======== Data supplied

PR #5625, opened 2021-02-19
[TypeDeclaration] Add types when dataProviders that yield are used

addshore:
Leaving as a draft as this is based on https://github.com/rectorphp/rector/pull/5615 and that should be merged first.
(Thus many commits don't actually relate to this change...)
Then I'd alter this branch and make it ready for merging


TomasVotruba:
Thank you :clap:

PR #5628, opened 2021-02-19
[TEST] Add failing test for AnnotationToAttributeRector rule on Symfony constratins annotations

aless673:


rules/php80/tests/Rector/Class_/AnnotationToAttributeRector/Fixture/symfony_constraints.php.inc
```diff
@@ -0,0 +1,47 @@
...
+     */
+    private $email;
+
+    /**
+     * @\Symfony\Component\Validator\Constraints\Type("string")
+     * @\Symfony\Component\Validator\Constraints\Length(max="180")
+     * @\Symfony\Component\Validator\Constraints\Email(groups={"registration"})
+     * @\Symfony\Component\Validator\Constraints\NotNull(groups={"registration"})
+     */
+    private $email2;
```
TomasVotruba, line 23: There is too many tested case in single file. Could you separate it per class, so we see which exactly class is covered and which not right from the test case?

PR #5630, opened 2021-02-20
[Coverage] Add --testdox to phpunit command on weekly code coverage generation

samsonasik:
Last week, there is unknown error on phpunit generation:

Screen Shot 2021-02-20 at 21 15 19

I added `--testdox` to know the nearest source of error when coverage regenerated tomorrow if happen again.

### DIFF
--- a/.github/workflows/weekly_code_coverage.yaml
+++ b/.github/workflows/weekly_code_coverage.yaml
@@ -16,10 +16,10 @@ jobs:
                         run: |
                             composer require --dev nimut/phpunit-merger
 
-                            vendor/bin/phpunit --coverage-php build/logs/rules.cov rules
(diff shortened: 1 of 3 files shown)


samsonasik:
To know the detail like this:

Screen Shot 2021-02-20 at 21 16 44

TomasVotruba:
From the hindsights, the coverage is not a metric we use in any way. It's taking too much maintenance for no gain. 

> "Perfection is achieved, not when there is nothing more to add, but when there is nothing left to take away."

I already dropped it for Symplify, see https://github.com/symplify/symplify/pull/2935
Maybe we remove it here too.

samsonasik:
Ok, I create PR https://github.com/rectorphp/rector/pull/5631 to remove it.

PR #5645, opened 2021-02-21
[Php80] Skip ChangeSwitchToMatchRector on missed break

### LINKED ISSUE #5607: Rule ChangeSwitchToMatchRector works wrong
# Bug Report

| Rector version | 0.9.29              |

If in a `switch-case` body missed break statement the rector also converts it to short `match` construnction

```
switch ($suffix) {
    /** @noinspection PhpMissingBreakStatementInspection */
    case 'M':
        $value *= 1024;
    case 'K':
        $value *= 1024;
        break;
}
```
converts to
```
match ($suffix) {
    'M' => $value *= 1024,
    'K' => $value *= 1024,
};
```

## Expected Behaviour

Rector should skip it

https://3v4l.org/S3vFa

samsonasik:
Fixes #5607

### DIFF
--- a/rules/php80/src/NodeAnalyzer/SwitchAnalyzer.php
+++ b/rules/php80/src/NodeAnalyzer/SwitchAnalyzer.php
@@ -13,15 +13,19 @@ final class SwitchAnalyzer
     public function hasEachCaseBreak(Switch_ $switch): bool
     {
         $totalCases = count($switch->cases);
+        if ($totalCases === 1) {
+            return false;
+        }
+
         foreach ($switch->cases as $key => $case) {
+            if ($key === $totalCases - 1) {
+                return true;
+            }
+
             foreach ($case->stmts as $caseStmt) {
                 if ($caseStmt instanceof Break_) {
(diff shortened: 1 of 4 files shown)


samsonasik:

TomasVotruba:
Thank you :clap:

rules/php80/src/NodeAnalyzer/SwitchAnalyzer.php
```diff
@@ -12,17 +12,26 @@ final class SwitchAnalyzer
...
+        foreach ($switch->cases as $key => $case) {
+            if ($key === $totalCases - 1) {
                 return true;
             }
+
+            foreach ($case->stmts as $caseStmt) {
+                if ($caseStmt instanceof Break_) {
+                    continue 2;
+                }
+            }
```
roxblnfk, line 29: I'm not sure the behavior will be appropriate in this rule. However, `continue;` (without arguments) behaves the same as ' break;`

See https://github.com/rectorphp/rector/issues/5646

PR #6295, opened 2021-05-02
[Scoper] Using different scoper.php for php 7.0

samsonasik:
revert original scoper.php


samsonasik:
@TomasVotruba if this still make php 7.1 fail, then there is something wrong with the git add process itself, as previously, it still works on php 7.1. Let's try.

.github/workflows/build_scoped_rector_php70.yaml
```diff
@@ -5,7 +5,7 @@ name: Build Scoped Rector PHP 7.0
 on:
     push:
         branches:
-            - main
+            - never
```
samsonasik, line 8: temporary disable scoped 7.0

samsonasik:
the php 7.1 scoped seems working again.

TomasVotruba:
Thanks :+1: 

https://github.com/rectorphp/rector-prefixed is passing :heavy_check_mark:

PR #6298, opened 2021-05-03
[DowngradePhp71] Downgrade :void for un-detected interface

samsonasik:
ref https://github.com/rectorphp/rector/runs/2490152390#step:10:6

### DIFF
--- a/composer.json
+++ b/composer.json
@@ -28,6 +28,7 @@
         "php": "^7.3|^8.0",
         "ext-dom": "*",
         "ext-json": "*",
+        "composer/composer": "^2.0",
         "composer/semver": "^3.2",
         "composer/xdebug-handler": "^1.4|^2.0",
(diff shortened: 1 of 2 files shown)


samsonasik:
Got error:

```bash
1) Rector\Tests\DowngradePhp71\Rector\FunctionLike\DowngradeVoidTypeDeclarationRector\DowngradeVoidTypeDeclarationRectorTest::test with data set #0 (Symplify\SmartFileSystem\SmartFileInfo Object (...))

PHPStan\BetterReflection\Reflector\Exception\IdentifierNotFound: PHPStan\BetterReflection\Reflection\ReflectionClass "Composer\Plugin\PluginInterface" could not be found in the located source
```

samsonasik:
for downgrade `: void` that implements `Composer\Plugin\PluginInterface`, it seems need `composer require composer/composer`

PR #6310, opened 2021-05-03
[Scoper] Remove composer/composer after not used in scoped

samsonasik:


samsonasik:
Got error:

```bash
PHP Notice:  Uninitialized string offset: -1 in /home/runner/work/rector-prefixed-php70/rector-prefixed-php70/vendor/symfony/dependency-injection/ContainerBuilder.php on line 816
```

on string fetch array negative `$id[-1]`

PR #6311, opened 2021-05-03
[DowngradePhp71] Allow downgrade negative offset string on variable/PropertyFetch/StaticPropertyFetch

================
======== Data supplied

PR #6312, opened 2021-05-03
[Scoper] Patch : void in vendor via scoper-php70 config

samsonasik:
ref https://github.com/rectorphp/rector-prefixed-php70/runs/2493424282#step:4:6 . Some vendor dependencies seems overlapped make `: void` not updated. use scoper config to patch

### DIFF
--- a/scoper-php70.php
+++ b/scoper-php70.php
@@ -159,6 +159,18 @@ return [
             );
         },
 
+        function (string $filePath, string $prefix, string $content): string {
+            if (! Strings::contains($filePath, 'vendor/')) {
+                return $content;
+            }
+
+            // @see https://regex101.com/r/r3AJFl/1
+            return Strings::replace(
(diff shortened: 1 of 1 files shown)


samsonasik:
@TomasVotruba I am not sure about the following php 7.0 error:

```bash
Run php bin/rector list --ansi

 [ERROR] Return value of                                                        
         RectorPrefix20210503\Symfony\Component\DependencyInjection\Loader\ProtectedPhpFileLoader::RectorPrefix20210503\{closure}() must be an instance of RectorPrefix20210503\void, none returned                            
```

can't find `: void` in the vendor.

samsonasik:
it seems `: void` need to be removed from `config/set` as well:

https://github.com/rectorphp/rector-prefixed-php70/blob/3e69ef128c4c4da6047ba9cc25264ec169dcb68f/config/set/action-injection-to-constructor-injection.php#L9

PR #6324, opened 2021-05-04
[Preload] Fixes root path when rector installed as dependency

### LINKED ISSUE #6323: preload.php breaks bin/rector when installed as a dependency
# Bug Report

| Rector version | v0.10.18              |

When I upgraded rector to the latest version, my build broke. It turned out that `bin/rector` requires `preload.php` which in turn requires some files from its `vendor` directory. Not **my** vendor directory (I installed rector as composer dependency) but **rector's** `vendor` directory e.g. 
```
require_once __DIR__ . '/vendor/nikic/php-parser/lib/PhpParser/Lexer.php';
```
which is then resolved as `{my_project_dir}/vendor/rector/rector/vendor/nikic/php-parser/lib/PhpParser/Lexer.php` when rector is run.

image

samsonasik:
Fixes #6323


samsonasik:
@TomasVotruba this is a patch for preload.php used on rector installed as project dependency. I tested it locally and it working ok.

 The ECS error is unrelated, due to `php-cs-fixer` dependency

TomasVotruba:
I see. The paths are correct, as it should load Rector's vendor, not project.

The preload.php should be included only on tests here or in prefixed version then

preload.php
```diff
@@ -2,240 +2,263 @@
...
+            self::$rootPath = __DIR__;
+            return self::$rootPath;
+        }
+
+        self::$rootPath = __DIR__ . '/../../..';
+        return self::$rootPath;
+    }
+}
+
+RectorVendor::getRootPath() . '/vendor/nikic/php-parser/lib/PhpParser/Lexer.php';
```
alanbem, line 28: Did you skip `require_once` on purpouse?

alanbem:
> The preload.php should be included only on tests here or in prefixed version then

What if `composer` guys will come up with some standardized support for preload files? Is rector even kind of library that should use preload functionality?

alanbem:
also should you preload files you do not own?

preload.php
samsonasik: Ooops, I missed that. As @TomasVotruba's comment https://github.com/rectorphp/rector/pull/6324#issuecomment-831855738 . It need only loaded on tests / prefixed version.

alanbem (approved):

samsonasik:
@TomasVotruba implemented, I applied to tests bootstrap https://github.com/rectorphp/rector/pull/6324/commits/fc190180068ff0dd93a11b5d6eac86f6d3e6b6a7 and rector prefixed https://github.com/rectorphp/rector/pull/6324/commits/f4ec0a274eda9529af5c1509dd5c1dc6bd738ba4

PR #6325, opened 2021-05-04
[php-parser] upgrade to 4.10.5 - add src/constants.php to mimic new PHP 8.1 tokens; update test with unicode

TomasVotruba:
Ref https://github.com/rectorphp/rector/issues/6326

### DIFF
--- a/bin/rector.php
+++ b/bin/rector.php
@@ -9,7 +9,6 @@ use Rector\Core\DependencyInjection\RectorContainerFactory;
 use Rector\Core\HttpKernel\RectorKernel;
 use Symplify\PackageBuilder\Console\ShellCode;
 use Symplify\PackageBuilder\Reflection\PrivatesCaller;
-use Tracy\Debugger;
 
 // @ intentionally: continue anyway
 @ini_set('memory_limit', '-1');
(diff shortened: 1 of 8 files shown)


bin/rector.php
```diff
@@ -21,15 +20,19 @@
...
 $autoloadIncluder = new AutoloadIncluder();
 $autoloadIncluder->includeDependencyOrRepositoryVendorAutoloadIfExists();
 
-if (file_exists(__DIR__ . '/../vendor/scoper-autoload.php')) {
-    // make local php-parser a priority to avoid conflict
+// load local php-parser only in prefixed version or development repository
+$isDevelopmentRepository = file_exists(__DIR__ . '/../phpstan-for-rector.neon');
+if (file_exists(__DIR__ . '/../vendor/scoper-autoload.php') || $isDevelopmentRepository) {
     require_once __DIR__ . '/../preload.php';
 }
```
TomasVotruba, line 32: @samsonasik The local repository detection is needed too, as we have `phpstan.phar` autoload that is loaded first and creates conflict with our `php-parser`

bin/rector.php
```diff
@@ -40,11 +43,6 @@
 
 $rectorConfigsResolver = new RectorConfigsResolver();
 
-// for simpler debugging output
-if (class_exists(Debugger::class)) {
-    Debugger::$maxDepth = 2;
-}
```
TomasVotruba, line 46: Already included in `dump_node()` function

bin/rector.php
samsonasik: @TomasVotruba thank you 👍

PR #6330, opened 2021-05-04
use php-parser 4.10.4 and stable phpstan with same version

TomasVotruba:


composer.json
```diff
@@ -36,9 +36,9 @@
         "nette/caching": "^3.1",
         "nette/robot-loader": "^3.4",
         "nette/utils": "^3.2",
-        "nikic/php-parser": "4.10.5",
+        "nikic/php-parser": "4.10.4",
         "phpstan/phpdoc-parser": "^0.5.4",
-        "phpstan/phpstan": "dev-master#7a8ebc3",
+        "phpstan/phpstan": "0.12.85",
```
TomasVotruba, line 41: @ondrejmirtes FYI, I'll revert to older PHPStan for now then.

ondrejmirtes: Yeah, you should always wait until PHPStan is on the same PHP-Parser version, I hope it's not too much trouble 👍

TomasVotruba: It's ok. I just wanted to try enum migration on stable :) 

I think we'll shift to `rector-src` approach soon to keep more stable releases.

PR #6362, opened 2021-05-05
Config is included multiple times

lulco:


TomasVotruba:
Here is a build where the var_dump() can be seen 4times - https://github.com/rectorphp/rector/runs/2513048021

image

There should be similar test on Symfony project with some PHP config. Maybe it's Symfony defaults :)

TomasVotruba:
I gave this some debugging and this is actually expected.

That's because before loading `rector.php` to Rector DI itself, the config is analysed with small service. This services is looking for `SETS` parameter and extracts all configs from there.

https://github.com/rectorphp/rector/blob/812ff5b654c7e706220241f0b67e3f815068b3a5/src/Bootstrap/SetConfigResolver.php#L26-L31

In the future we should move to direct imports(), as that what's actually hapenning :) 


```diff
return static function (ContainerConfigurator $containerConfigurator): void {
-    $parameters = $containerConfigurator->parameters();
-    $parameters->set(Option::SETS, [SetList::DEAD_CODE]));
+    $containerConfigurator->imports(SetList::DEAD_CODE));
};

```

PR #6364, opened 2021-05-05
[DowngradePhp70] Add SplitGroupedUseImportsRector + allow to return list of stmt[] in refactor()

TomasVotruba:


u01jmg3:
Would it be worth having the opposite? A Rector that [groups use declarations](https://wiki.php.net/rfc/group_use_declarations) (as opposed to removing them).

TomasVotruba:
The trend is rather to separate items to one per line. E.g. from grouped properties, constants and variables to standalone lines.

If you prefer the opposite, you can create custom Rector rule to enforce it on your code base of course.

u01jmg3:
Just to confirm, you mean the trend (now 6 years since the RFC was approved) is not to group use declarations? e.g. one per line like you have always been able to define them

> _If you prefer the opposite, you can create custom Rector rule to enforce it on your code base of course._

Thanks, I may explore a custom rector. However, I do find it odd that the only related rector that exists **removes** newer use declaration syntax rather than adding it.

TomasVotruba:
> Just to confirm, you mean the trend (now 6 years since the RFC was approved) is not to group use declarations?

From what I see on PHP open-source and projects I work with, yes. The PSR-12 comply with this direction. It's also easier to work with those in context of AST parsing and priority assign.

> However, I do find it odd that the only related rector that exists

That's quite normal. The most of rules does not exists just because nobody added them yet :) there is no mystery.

================

# Task description:
Every line above that holds the string "SetList" should be copied out.

# Result of the task:
-    $parameters->set(Option::SETS, [SetList::DEAD_CODE]));
+    $containerConfigurator->imports(SetList::DEAD_CODE));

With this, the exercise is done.